Azure Monitor and Diagnostics Explained for AZ-104

Azure Monitor collects two types of data. Metrics are numeric time-series values that resources emit at regular intervals: VM CPU percentage, storage account transaction count, App Service response time. Metrics are stored for up to 93 days and are available near-real-time. Logs are structured records of events: a VM emitting its Windows event log, an NSG emitting flow log records, or your application emitting custom trace messages. Logs are stored in Log Analytics workspaces and retained based on the workspace retention policy.

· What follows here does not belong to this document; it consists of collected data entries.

PR #16385, opened 2017-05-31
Notify on slow changes

benrudolph:
What do you think about adding this logging to sentry? i'm a little worried that this'll just spam a lot of events. It should rollup by pillow, but it's still unclear how sentry country events. i'm wondering if we can tinker with the sampling rate.

Example: https://sentry.io/dimagi/commcarehq/issues/283932782/


mkangia (approved):

corehq/ex-submodules/pillowtop/pillow/interface.py
```diff
@@ -119,6 +123,21 @@ def process_changes(self, since, forever):
...
+                        extra = change.metadata.to_json() if change.metadata else {}
+                        extra.update({
+                            'duration': '{} seconds'.format(timer.duration),
+                            'threshold': self.slow_threshold,
+                        })
+                        client.captureMessage(
+                            u'{} change slow to process'.format(self.pillow_id),
+                            extra=extra,
+                            time_spent=int(timer.duration * 1000),  # Convert to milliseconds
+                            fingerprint=[self.pillow_id],
```
benrudolph: could potentially add the topic here to rollow up by pillow id and topic

corehq/ex-submodules/pillowtop/pillow/interface.py
```diff
@@ -119,6 +123,21 @@ def process_changes(self, since, forever):
                             self._record_checkpoint_in_datadog()
                         self._record_change_success_in_datadog(change)
                     self._record_change_in_datadog(change, timer)
+
+                    if timer.duration > self.slow_threshold:
```
emord: Why not put this in `_record_change_in_datadog`?

corehq/ex-submodules/pillowtop/pillow/interface.py
emord: Would also be nice to have the domain as well.

corehq/ex-submodules/pillowtop/pillow/interface.py
benrudolph: heh, cause it's not datadog. but i'll put it in `_record_change_in_sentry`

corehq/ex-submodules/pillowtop/pillow/interface.py
benrudolph: adding domain will cause a separate entry in sentry for each domain which might get quite large. are you thinking that there actually won't be that many docs from different domains that break the threshold?

corehq/ex-submodules/pillowtop/pillow/interface.py
emord: d'oh. obviously.

corehq/ex-submodules/pillowtop/pillow/interface.py
emord: that makes sense. my reasoning is that domains have extremely differently structured data so I think it would be helpful when something comes up to see the same domain causing issues. I think it should be in the change.metadata so it'll be under extra. Is there a way in sentry to see that in a nice way?

benrudolph: at the bottom of the error message it'll show you `extra`: https://sentry.io/dimagi/commcarehq/issues/283929017/. however when it rolls up from multiple domains, i believe it'll overwrite the extra with the most current event

snopoke: re billing every event that we send to sentry is billed unless if get's filtered on their side (we don't have any filters set up though) or it's over our configured rate limits.

snopoke (commented):
I really like the idea of tracking this but not sure sentry is the right place. @benrudolph what action do you expect to be able to take with this info?

From what I've seen this is mostly an issue with UCR's which are domain specific. I'd love to have a way of reporting back to users that their UCR's are slow and even throttling / ignoring UCR's that are too slow.

emord:
> I'd love to have a way of reporting back to users that their UCR's are slow and even throttling / ignoring UCR's that are too slow.

These are logged right now at 0.5 seconds and sent as soft asserts at 5 seconds. My strategy has been to enable them as async processing UCRS if they hit the threshold too much

benrudolph:
> what action do you expect to be able to take with this info?
i think i was just hoping to get a sense of what documents/domains are very slow and then be able to optimize them. right now that isn't super easy to do. the impetus for this was today reportcase and casetoelasticsearch got really backed up and we were processing 100 changes in 3 mins

unfortunately i don't think the inbound filters will be able to help us 😞 

agree this might blow up our events too much even if the sampling rate is low. are you suggesting we just log this to a file or something?

snopoke:
My main question is what you expect to do with this info. We already have
timing info in Datadog which we could use to create alerts from but still,
what will we do if the alert triggers or we get there sentry events?

benrudolph:
Once i know the document that is slow i was hoping to write code to prevent it from being slow. One other time this was an issue was when we had the case that had 45k forms submitted to it and it slowed our change feed to a halt. More I think about it though the more I think we'll stop actually using that information... closing for now

PR #16390, opened 2017-05-31
don't allow setting checkpoints ahead of the latest possible

emord:
This one was pretty annoying. the code was incrementing each offset even if it was past the latest available. The reasoning was good (it's covered in the initial comment in this function), but if it increments it to an offset that doesn't exist it gets reset to the earliest available offset (a change from one month ago)

http://manage.dimagi.com/default.asp?255255#1340267

@benrudolph @snopoke 

buddy @orangejenny


snopoke (approved):
Nice find

benrudolph:
wow nice 👏

PR #16391, opened 2017-05-31
Update expected parameter names from BETS

esoergel:
@nickpell @proteusvacuum


proteusvacuum (approved):

proteusvacuum:
(assuming you made these changes based on testing their endpoint, not just the doc they sent?)

PR #16396, opened 2017-05-31
Model reconcilliation task: prescription refill due dates

proteusvacuum:
https://docs.google.com/document/d/1s1-MHKS5I8cvf0_7NvcqeTsYGsXLy9YGArw2L7cZSRM/edit#

@esoergel @NoahCarnahan 
🐟 / 🐡

### DIFF
--- a/custom/enikshay/case_utils.py
+++ b/custom/enikshay/case_utils.py
@@ -437,7 +437,7 @@ def get_prescription_vouchers_from_episode(domain, episode_case_id):
     ]
 
 
-def get_approved_prescription_vouchers_from_episode(domain, episode_case_id):
+def get_fulfilled_prescription_vouchers_from_episode(domain, episode_case_id):
     return [
         voucher for voucher in get_prescription_vouchers_from_episode(domain, episode_case_id)
         if (voucher.get_case_property("voucher_type") == CASE_TYPE_PRESCRIPTION
--- a/custom/enikshay/tasks.py
+++ b/custom/enikshay/tasks.py
@@ -406,20 +406,18 @@ class EpisodeVoucherUpdate(object):
         return sorted(relevant_vouchers, key=lambda v: v.get_case_property('date_issued'))
 
     @staticmethod
-    def _is_an_update(existing_properties, new_properties):
+    def _updated_fields(existing_properties, new_properties):
+        updated_fields = {}
         for prop, value in new_properties.items():
             if unicode(existing_properties.get(prop, '--')) != unicode(value):
-                return True
+                updated_fields[prop] = value
+        return updated_fields
 
     def update_json(self):
         output_json = {}
         output_json.update(self.get_prescription_total_days())
         output_json.update(self.get_prescription_refill_due_dates())
-
-        if not self._is_an_update(self.episode.dynamic_case_properties(), output_json):
-            return {}  # Don't trigger a case update
-
-        return output_json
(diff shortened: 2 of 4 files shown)


NoahCarnahan:
Looks good

custom/enikshay/case_utils.py
```diff
@@ -437,7 +437,7 @@ def get_prescription_vouchers_from_episode(domain, episode_case_id):
     ]
 
 
-def get_approved_prescription_vouchers_from_episode(domain, episode_case_id):
+def get_fulfilled_prescription_vouchers_from_episode(domain, episode_case_id):
```
esoergel: :+1:

custom/enikshay/tasks.py
```diff
@@ -382,17 +382,20 @@ def __init__(self, domain, episode_case):
...
+
+    def _get_fulfilled_vouchers(self):
         relevant_vouchers = [
-            voucher for voucher in all_vouchers
+            voucher for voucher in self._get_all_vouchers()
             if (voucher.get_case_property('voucher_type') == 'prescription'
                 and voucher.get_case_property('state') == 'fulfilled')
         ]
-        return sorted(relevant_vouchers, key=self._get_voucher_date)
+        return sorted(relevant_vouchers, key=self._get_fulfilled_voucher_date)
```
esoergel: What's this about?  Isn't this the same logic as `get_fulfilled_prescription_vouchers_from_episode` except sorted?

esoergel: Ah, nevermind, I see you fork the logic in a later commit

custom/enikshay/tasks.py
```diff
@@ -397,6 +397,14 @@ def _get_fulfilled_vouchers(self):
         ]
         return sorted(relevant_vouchers, key=self._get_fulfilled_voucher_date)
 
+    def _get_fulfilled_available_vouchers(self):
+        relevant_vouchers = [
+            voucher for voucher in self._get_all_vouchers()
+            if (voucher.get_case_property('voucher_type') == 'prescription'
+                and voucher.get_case_property('state') in ['fulfilled', 'available'])
```
esoergel: Flagging that there are other voucher states that may be applicable here, such as `paid` and `rejected`.  It kinda feels like we want a boolean version of `state`, something like `is_approved`.

esoergel: The full set of states is available here: https://docs.google.com/spreadsheets/d/1MCG205FOcsYsmKXHoSTjZ6A1iuqCIAESyleBl7G7PR8/edit#gid=0

proteusvacuum: Hmm, I'm wondering if it is better if we added those as a "payment_status" property? Otherwise, I've made that change here: https://github.com/dimagi/commcare-hq/pull/16411

esoergel: Yeah, that also sounds reasonable.  `state` feels overloaded, anyways.  It's easy enough to handle in HQ, so I think whatever makes the most sense from an app-building perspective.  The payment confirmation status is set [here](https://github.com/dimagi/commcare-hq/blob/fd8e4b65e86023d37c2482894b45f01be300efca/custom/enikshay/integrations/bets/views.py#L71-L71).
I'm not planning on making any changes right now, but if you or @ctsims would like, I'd be happy to set `payment_status` instead of `state`.

PR #16397, opened 2017-06-01
Index subcase to parent even if form doesn't have a non-subcase action

orangejenny:
http://manage.dimagi.com/default.asp?246906


orangejenny:
@snopoke Does this seem reasonable? The line changed has been around for 5 years, so I'm a little wary of changing it, but tests do pass.

code buddy @emord

snopoke:
Pretty sure a form like this would error on the phone:
```
<bind calculate="/data/case/@case_id" nodeset="/data/subcase_0/case/index/parent"/>
```
This references a node that doesn't exist (`/data/case/@case_id`).

The reason that check is there is because the code blow blindly references the case block to create the index reference.

The behaviour in the ticket is expected since the form must have a reference to the parent case in order to create the child case index (unless we change the way the case management is done). There is no need to load / save any case properties in the parent case block.

I think the most correct approach would be to not include the parent case block if it doesn't save any properties and just reference the parent ID directly (but only if the user has specified that the form updates / closes a case otherwise we'll break existing forms).

orangejenny:
@snopoke Going to close this out - the original ticket is and edge case, and unless I'm misunderstanding, updating this PR to work correctly isn't trivial. Don't think this is high enough priority to dig into more.

snopoke:
👍

PR #16664, opened 2017-06-16
ENikshay model migration: episode facility id migrations

proteusvacuum:
https://docs.google.com/document/d/1w6T1ShTdZCB1UZjogckh1uBUYynMUOY-OfOi5d4IFt8/edit#

This ended up being much harder than I had expected... We don't have a good way of saying "get this case property at this date", so I had to hack it a little. 

This should only get run once per case, only if the case doesn't already have the property we are looking for.
This task will get deleted at some point, after everyone updates their apps to the latest version, which sets this property automatically... 😈 

buddy @snopoke  (also, if you can think of a better way of doing this, I'm all 👂 )
@sravfeyn


custom/enikshay/tasks.py
```diff
@@ -86,10 +88,12 @@ def run(self):
                 adherence_update = EpisodeAdherenceUpdate(episode, self)
                 voucher_update = EpisodeVoucherUpdate(self.domain, episode)
                 test_update = EpisodeTestUpdate(self.domain, episode)
+                episode_facility_id_migration = EpisodeFacilityIDMigration(self.domain, episode)
```
sravfeyn: Isn't this a one time migration, why not put this in a management command instead of a periodic task that repeats?

custom/enikshay/model_migration_sets/episode_facility_id_migration.py
```diff
@@ -0,0 +1,122 @@
...
+        return self.person.actions
+
+    @memoized
+    def _episode_actions(self):
+        return self.episode.actions
+
+    def update_json(self):
+        if not self.should_update:
+            return {
+                'facility_id_migration_complete': 'true',
```
sravfeyn: Will this not repeatedly submit this update for cases that already have this?

custom/enikshay/model_migration_sets/episode_facility_id_migration.py
```diff
@@ -0,0 +1,122 @@
...
+        for i, transactions in enumerate(actions):
+            property_changed_info = self._property_changed_in_action(transactions, case_property)
+            if property_changed_info and property_changed_info.new_value == value:
+                # get the date that case_property changed
+                date_of_change = parse_datetime(property_changed_info.modified_on)
+                break
+
+        return date_of_change
+
+    def get_owner_id_at_date(self, date):
```
sravfeyn: docstrings will be useful in future when deciphering specs like these.

custom/enikshay/model_migration_sets/episode_facility_id_migration.py
snopoke: agree this logic should change to make the migration idempotent

snopoke (changes requested):
I don't see a better way of doing this but it's going to be slow and put quite a bit of load on riak.

proteusvacuum:
✅

proteusvacuum:
✅

custom/enikshay/tasks.py
sravfeyn: Hey @proteusvacuum this is still unclear to me

snopoke (approved):

custom/enikshay/tasks.py
proteusvacuum: because users won't all migrate to the new app version at the same time, so cases without these case properties will still get created.

PR #16666, opened 2017-06-16
Use getattr

sravfeyn:
http://manage.dimagi.com/default.asp?256360#1350063
@nickpell 

May have been introduced [here](https://github.com/dimagi/commcare-hq/pull/16354/files#diff-b3fe9f03e6ae57a909134fabd8bc228dR685) FYI @orangejenny


orangejenny (approved):

orangejenny:
thank you @sravfeyn !

PR #16667, opened 2017-06-16
Update continuous indexing frequency

gcapalbo:
Seems like the couch timings spike on the hour, which might be related to this task.

hourly-couch-slowness

This makes the task run every 5 minutes which should reduce the amount of indexing needed.

Alternatively, we could also only run this task off-hours.

@dimagi/scale-team

### DIFF
--- a/corehq/preindex/tasks.py
+++ b/corehq/preindex/tasks.py
@@ -11,7 +11,7 @@ def run_continuous_indexing_task():
     preindex_couch_views.delay()
 
 
-@serial_task('couch-continuous-indexing', timeout=60 * 60, queue='background_queue', max_retries=0)
+@serial_task('couch-continuous-indexing', timeout=60 * 60, queue=settings.CELERY_PERIODIC_QUEUE, max_retries=0)
 def preindex_couch_views():
     for design in get_preindex_designs():
         index_design_doc(design)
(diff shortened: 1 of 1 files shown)


corehq/preindex/tasks.py
```diff
@@ -2,9 +2,16 @@
...
+from django.conf import settings
 
 
-@periodic_task(run_every=crontab(minute=0), queue='background_queue')
+@periodic_task(run_every=crontab(minute='*/5'), queue=settings.CELERY_PERIODIC_QUEUE)
+def run_continuous_indexing_task():
+    preindex_couch_views.delay()
+
+
+@serial_task('couch-continuous-indexing', timeout=60 * 60, queue=settings.CELERY_PERIODIC_QUEUE, max_retries=0)
```
emord: What's the benefit of changing this to a serial task and using a periodic task to call delay?

emord (approved):
No opinion on whether we should run this only on off hours or just more often. Seems good to run it more often though

corehq/preindex/tasks.py
benrudolph: guessing it's to try and prevent a reindex from starting before the previous one has finished. i think that was still a possibility in the previous version, and now more of a possibility since the interval is shorter

gcapalbo: yeah, using serial_task with max_retries=0 makes it so that we never have two of these tasks running at the same time, and if a task is spawned while another is running, it will be ignored (within the timeout window, so within a 1 hour period in this case).

we don't have a serial_periodic_task util yet, so that's the only reason i had to split them into two tasks.

emord: Ah cool. that makes sense. Thanks for catching this

PR #16675, opened 2017-06-16
Add xpath query right after it's executed

benrudolph:
@proteusvacuum you drive me to be a better person! this should add the xpath query right after it's executed not when you close / reopen the debugger

cc: @orangejenny


orangejenny:
nice usability improvement

orangejenny (approved):

proteusvacuum:
Thanks !

PR #16680, opened 2017-06-16
enikshay: Add ucr episode_from_person expression

NoahCarnahan:
Adds another expression needed by the referral report. I don't believe there is way to access reverse indexed cases with existing ucr expressions, so this custom expression is needed to fetch episode from person.
@nickpell


nickpell:
nice!

nickpell (approved):

PR #16683, opened 2017-06-16
Cleanup app_manager.js

biyeun:
mainly split the `init` method into smaller methods that will make this a little easier to follow

@orangejenny


corehq/apps/app_manager/static/app_manager/js/app_manager.js
```diff
@@ -74,9 +74,6 @@ hqDefine('app_manager/js/app_manager.js', function () {
             }
             }
             }
-        function getVar(name) {
```
orangejenny: hooray, always glad to see functions get dropped

orangejenny (approved):
this is great

PR #16685, opened 2017-06-16
Include inline and persistent details when gathering xpaths

orangejenny:
https://manage.dimagi.com/default.asp?256148

@benrudolph / @sravfeyn

### DIFF
--- a/corehq/apps/app_manager/suite_xml/post_process/instances.py
+++ b/corehq/apps/app_manager/suite_xml/post_process/instances.py
@@ -33,6 +33,8 @@ class EntryInstances(PostProcessor):
         for datum in entry.datums:
             detail_ids.add(datum.detail_confirm)
             detail_ids.add(datum.detail_select)
+            detail_ids.add(datum.detail_inline)
+            detail_ids.add(datum.detail_persistent)
             xpaths.add(datum.nodeset)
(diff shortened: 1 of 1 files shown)


benrudolph (approved):

corehq/apps/app_manager/suite_xml/post_process/instances.py
```diff
@@ -33,6 +33,8 @@ def _get_all_xpaths_for_entry(self, entry):
         for datum in entry.datums:
             detail_ids.add(datum.detail_confirm)
             detail_ids.add(datum.detail_select)
+            detail_ids.add(datum.detail_inline)
+            detail_ids.add(datum.detail_persistent)
```
sravfeyn: Would be good to have a test that reproduces the bug.

sravfeyn:
Thanks Jenny!

corehq/apps/app_manager/suite_xml/post_process/instances.py
sravfeyn: Would be good to have a test that reproduces the bug.

orangejenny: thanks for the nudge! https://github.com/dimagi/commcare-hq/pull/16713

PR #16687, opened 2017-06-16
don't fail when setting start or limit

nickpell:
need to query before taking a slice of the queryset

@NoahCarnahan @sravfeyn


nickpell:
✅

NoahCarnahan (approved):

PR #16689, opened 2017-06-17
Only run indexing tax before work day

emord:
@dimagi/scale-team Seems strange to me that running this often would cause a lot of load, but it would be good to get rid of as many variables as possible

### DIFF
--- a/corehq/preindex/tasks.py
+++ b/corehq/preindex/tasks.py
@@ -6,7 +6,7 @@ from corehq.util.decorators import serial_task
 from django.conf import settings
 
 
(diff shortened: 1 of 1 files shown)


benrudolph (approved):

snopoke (commented):
If we're only doing it at night then it's probably not necessary to run it every 5 mins.

emord:
@snopoke made it every 30 minutes. want to keep it up to date because I think some of the pillows change couch docs. (synclog and form submission metadata maybe?)

PR #16690, opened 2017-06-17
pick inline detail from same module as persistent case tiles

mkangia:
An extension to #16517

cc: buddy @biyeun @sheelio

### DIFF
--- a/corehq/apps/app_manager/tests/test_suite.py
+++ b/corehq/apps/app_manager/tests/test_suite.py
@@ -634,20 +634,23 @@ class SuiteTest(SimpleTestCase, TestXmlMixin, SuiteMixin):
 
         # configured to use pull down tile from the other module
         module1.case_details.short.pull_down_tile = True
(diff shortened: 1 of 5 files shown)


corehq/apps/app_manager/tests/test_suite.py
```diff
@@ -586,6 +586,74 @@ def test_case_tile_pull_down(self):
             "./entry/session"
         )
 
+    def test_inline_case_detail_from_another_module(self):
+        def ensure_module_session_datum_xml(detail_inline_attr, detail_persistent_attr):
```
snopoke: This is basically identical to the one in `test_persistent_case_tiles_from_another_module`. Why not make it a reusable function.

snopoke (changes requested):

corehq/apps/app_manager/tests/test_suite.py
mkangia: Extracting a common method.
They just had different arguments since other didnt need `detail_inline_attr` so just kept it under the particular test.

snopoke (approved):

PR #16691, opened 2017-06-17
fix js error for safari browser

mkangia:
from #16657

cc: @biyeun


orangejenny:
Oops. Didn't realize that errors in Safari, slightly surprised the linter doesn't catch it. Thanks, Manish!

mkangia:
> slightly surprised the linter doesn't catch it
@orangejenny No one cares about Safari much :)

PR #16693, opened 2017-06-19
Import Fixes

sravfeyn:
@nickpell 
Fixes reports-fixture missing from restore and adds a test.

There are some unknowns (see comments) but the issue gets resolved after these import arrangements

### DIFF
--- a/corehq/apps/reports_core/filters.py
+++ b/corehq/apps/reports_core/filters.py
@@ -4,9 +4,6 @@ from datetime import datetime, time
 from corehq.apps.locations.models import SQLLocation
 from corehq.apps.locations.util import load_locs_json, location_hierarchy_config
 from corehq.apps.reports_core.exceptions import FilterValueException
-from corehq.apps.userreports.expressions.getters import transform_from_datatype
-from corehq.apps.userreports.reports.filters.values import SHOW_ALL_CHOICE, CHOICE_DELIMITER, \
-    LocationDrilldownFilterValue
 from corehq.apps.userreports.util import localize
 from corehq.util.dates import iso_string_to_date, get_quarter_date_range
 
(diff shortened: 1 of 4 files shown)


custom/bihar/reports/indicators/indicators.py
```diff
@@ -275,6 +274,7 @@ def get_indicator_set(self, slug):
 class IndicatorSet(object):
 
     def __init__(self, spec):
+        from django.utils.datastructures import SortedDict
```
sravfeyn: This fix is not really related to the bug, but I am pretty sure, bihar fixture items are missing due to an import error here. So this fixes that issue (I am not sure if bihar is active or not)

I do not understand why this is an issue though, it just got fixed with this.

corehq/ex-submodules/casexml/apps/phone/fixtures.py
```diff
@@ -52,7 +52,7 @@ def __init__(self):
         if hasattr(settings, "FIXTURE_GENERATORS"):
             for group, func_paths in settings.FIXTURE_GENERATORS.items():
                 self._generator_providers[group] = filter(None, [
-                    to_function(func_path) for func_path in func_paths
+                    to_function(func_path, failhard=True) for func_path in func_paths
```
sravfeyn: Because `failhard` was set to False, `to_function('corehq.apps.app_manager.fixtures.report_fixture_generator')` was returning None and so this was missing from the restore. Same issue happens for `"custom.bihar.reports.indicators.fixtures.generator"`

nickpell (approved):
Nice, thanks for fixing!

corehq/apps/reports_core/filters.py
```diff
@@ -184,6 +181,7 @@ def year_param_name(self):
 
     @property
     def years(self):
+        from corehq.apps.userreports.reports.filters.values import SHOW_ALL_CHOICE
```
sravfeyn: These are bunch of circular import issues, as `userreports` module uses functions defined in `reports_core` module. This is the only place where `reports_core` uses functions defined in `userreports`

sravfeyn:
I am interested to dig a bit more to understand what's going on, I will come back to this latter though (I spent lot of time on this)

corehq/ex-submodules/casexml/apps/phone/fixtures.py
benrudolph: great call

benrudolph (approved):

PR #628, opened 2020-11-13
Proposed fix for #404

### LINKED ISSUE #404: Blog Posts Block: Load More Posts button doesn't appear even though there are more posts to load
**Describe the bug**
User is using a blog post block to display posts to 5 posts at a time. The Load More button does appear as expected for the next 5 posts, but it doesn't seem to appear after the 2nd time even though there are more posts.

When I tested this on my own site, at a certain point when trying to click on the Load More button for more posts, the Load More button will stop appearing, even though there are still more posts that can load.

**Screenshare/Screenshot**

https://d.pr/i/AjoWdA 
https://d.pr/i/ADm2an

**To Reproduce**
Steps to reproduce the behavior: I tested this on my own site: https://susanjane.blog/testing-blog-posts-block/
1. Click on `Load More Posts` to load next 5 posts, then again, and then again.
2. The last post at the bottom should be `BIRTHDAY BOOK CLUB` which is not the last post published (there are more before this). You won't see the `Load More Posts` button, however, there are 12 published posts before this post, so the `Load More Posts` button should appear to display more posts.

**Expected behavior**
The Load More Posts button should appear at the bottom to load the next 5 posts until there are no more published posts to display. For Reference, on my site, the last published post should be titled `The Coolest Hair`

soatok:
### All Submissions:

Closes #404 .

1. Create a blog with more than 30 test posts, with 10 displayed in the list block.
2. Verify that you can press the button more than twice without the block disappearing.

### Other information:

### DIFF
--- a/amp/homepage-articles/view.js
+++ b/amp/homepage-articles/view.js
@@ -17,6 +17,7 @@ function buildLoadMoreHandler( blockWrapperEl ) {
 		AMP.getState( 'newspackHomepagePosts.exclude_ids' ).then( function( exclude_ids ) {
 			const requestURL = new URL( btnEl.getAttribute( 'data-next' ) );
 			requestURL.searchParams.set( 'exclude_ids', JSON.parse( exclude_ids ).join( ',' ) );
+			requestURL.searchParams.delete( 'page' ); // If we're using exlcude_ids, the page parameter isn't helpful. See issue #404
 			apiFetchWithRetry( { url: requestURL.toString(), onSuccess, onError }, 3 );
 		} );
 		function onSuccess( data ) {


dkoo:
@soatok Thanks for the proposed fix—we'll review and test this shortly.

dkoo (changes requested):
@soatok Thanks for the proposed fix! I believe you've correctly identified the cause of the issue here, but there are a few things we'd want to implement in a fix:

1. We'd need to implement the fix in both AMP JS (the file you've edited here) and non-AMP JS (`/src/blocks/homepage-articles/view.js`).
2. We'd like to refactor the AMP JS to avoid the use of `new URL`, which is not supported by IE11. This would be an improvement over our current code, which uses the `URL` class in AMP JS while relying on plain strings in non-AMP JS.
3. We'd need to ensure that the custom REST route still works correctly if not passed the `exclude_ids` param, or if the param is an empty array. So this might mean selectively retaining the `page` param and/or fixing its implementation on the PHP side.

Would you like to try to implement the above? If not, we're happy take over this fix (with props to you for identifying the solution). Thanks again!

soatok:
> Would you like to try to implement the above? If not, we're happy take over this fix (with props to you for identifying the solution). Thanks again!

Unfortunately I'm a bit triple-booked at work right now. Please feel free to take over this fix. Thanks!

dkoo:
Rather than messing with the fork, I'm closing this PR in favor of #672.

PR #649, opened 2020-12-11
fix(api): fallback to standard if post_format is false

david-szabo97:
### All Submissions:

Make sure `newspack_post_format` REST API field fallbacks to `standard` value if the post format is `false`. This change is for consistency. Right now we are returning `false` which doesn't comply with the schema we use. We specified `string` as the field type. So returning a boolean doesn't make sense.

It also fixes an issue with updating posts via REST API. If you are reusing the post object returned by the GET WP REST API for a PUT request, then you are going to get an error: `newspack_post_format is not of type string`. Since we received `false` as a value for `newspack_post_format` which isn't a string so it doesn't comply with our schema.

1. `GET /wp/v2/posts/`
2. Make sure body contains `newspack_post_format` and it isn't `false`

### Other information:

### DIFF
--- a/class-newspack-blocks-api.php
+++ b/class-newspack-blocks-api.php
@@ -353,7 +353,7 @@ class Newspack_Blocks_API {
 	 */
 	public static function newspack_blocks_post_format( $object ) {
 		$post_format = get_post_format( $object['id'] );
-		return $post_format;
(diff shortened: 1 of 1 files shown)


dkoo (approved):
@david-szabo97 Thanks for the fix—tested and confirmed.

Diagnostic settings control which metrics and logs a resource sends to which destination. By default, most Azure resources do not automatically send logs anywhere: you must configure diagnostic settings on each resource to route data to a Log Analytics workspace, a storage account, an Event Hub, or a combination. Platform metrics are automatically collected for most services without diagnostic settings, but resource logs require explicit configuration. Missing diagnostic settings is the most common reason monitoring data is unavailable during an incident.

Log Analytics workspaces are the destination for log data and the query engine for analysis. Data from multiple resources and subscriptions can flow into a single workspace, enabling cross-resource queries. Queries use Kusto Query Language (KQL), a readable syntax designed for log analytics. A basic KQL query filters by resource type, time range, and a keyword; more complex queries aggregate, join, and project to answer specific questions about application behavior.

Azure Monitor alerts trigger when a metric or log query result crosses a threshold or matches a condition. Metric alerts are evaluated continuously and fire as soon as the condition is met, typically within a minute. Log search alerts run a KQL query on a schedule and trigger when the result count or value exceeds a threshold. When an alert fires, it triggers an action group: a named set of actions including email notifications, SMS, voice calls, webhook calls, Azure Functions invocations, or ITSM integrations.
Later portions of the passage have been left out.